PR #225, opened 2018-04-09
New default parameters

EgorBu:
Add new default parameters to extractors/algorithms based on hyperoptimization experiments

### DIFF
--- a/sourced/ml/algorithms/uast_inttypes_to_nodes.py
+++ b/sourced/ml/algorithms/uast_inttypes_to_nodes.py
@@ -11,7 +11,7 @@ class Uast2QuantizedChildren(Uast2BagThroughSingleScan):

* * *

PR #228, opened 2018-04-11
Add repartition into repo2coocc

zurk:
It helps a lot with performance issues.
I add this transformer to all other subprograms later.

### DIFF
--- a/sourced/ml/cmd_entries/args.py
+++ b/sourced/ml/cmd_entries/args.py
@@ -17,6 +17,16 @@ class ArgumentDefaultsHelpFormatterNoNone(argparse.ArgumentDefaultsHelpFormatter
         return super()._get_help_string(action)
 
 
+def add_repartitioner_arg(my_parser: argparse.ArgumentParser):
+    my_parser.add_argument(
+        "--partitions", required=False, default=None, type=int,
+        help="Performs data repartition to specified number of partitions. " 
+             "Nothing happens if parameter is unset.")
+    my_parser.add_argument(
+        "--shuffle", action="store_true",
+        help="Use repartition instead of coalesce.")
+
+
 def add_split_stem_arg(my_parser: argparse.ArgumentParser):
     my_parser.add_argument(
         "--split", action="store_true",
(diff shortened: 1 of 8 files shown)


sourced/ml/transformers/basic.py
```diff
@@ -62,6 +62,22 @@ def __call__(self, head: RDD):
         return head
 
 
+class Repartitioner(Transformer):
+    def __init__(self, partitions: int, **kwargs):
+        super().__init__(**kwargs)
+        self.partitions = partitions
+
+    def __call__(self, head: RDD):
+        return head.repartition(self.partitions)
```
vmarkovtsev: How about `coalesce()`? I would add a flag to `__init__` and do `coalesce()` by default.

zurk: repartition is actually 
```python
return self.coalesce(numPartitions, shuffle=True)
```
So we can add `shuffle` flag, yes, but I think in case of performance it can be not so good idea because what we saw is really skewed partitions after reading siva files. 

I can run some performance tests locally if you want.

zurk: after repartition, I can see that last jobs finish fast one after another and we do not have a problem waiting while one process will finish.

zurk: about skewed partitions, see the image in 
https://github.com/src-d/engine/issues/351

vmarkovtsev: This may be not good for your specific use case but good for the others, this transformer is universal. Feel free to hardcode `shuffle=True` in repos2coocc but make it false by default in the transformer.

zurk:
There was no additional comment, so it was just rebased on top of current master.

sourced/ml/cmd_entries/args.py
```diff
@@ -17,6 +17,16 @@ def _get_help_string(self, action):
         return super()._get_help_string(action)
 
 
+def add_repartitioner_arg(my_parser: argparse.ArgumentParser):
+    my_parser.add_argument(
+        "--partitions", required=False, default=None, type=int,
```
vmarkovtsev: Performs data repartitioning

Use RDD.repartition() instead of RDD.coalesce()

--

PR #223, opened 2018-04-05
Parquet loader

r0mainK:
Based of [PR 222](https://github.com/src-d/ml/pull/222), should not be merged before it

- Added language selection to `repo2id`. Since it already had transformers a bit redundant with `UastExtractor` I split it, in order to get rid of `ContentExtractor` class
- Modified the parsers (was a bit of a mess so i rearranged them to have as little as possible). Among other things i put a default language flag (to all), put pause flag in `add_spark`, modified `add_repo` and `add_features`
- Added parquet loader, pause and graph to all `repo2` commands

_EXERCISE:_ When a line of the records holds the word "with", copy that line.

_RESULT FOR THIS TASK:_
It helps a lot with performance issues.
- Added language selection to `repo2id`. Since it already had transformers a bit redundant with `UastExtractor` I split it, in order to get rid of `ContentExtractor` class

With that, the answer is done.